### INPUT FOR THIS TASK
****************

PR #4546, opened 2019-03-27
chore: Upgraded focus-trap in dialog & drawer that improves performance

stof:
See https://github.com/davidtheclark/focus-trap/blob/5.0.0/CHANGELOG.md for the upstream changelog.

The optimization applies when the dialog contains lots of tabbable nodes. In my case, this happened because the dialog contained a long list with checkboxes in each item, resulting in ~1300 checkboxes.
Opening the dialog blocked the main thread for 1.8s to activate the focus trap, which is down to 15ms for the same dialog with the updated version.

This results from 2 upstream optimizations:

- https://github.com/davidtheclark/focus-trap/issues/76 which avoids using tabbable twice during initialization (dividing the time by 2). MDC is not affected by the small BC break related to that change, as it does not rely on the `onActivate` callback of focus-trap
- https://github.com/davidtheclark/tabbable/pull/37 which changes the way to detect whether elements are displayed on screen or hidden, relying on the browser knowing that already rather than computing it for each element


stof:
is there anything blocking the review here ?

****************

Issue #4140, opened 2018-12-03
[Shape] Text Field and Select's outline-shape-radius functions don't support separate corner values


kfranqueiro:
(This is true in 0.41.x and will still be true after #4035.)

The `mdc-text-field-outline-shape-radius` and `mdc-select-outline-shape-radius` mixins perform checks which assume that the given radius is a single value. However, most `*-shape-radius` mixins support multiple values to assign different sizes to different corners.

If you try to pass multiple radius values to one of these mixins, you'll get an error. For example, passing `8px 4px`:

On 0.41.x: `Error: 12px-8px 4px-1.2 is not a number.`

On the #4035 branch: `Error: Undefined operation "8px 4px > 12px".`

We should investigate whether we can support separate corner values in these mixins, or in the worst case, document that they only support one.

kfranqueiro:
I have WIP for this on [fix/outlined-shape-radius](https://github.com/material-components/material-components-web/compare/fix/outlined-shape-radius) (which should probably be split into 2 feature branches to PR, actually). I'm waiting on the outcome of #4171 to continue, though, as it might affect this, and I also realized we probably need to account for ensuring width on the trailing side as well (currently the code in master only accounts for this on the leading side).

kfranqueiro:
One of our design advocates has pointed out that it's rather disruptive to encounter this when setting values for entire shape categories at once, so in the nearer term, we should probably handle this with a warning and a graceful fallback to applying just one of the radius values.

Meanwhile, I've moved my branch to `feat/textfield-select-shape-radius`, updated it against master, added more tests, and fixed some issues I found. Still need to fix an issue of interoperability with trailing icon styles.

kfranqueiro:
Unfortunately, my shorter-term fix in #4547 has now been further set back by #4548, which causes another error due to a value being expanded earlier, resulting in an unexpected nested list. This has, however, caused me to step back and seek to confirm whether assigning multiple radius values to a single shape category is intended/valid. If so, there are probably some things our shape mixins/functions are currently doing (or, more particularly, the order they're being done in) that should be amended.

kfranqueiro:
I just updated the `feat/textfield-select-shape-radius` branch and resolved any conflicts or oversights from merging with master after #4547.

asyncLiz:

****************

### TASK DETAILS
Please give back exactly the lines of this listing beginning at the line with "- https://github.com/davidtheclark/focus-trap/issues/76 which" and ending with the line with "is there anything blocking the review here ?", both included, and nothing else.

### TASK OUTPUT
- https://github.com/davidtheclark/focus-trap/issues/76 which avoids using tabbable twice during initialization (dividing the time by 2). MDC is not affected by the small BC break related to that change, as it does not rely on the `onActivate` callback of focus-trap
- https://github.com/davidtheclark/tabbable/pull/37 which changes the way to detect whether elements are displayed on screen or hidden, relying on the browser knowing that already rather than computing it for each element


stof:
is there anything blocking the review here ?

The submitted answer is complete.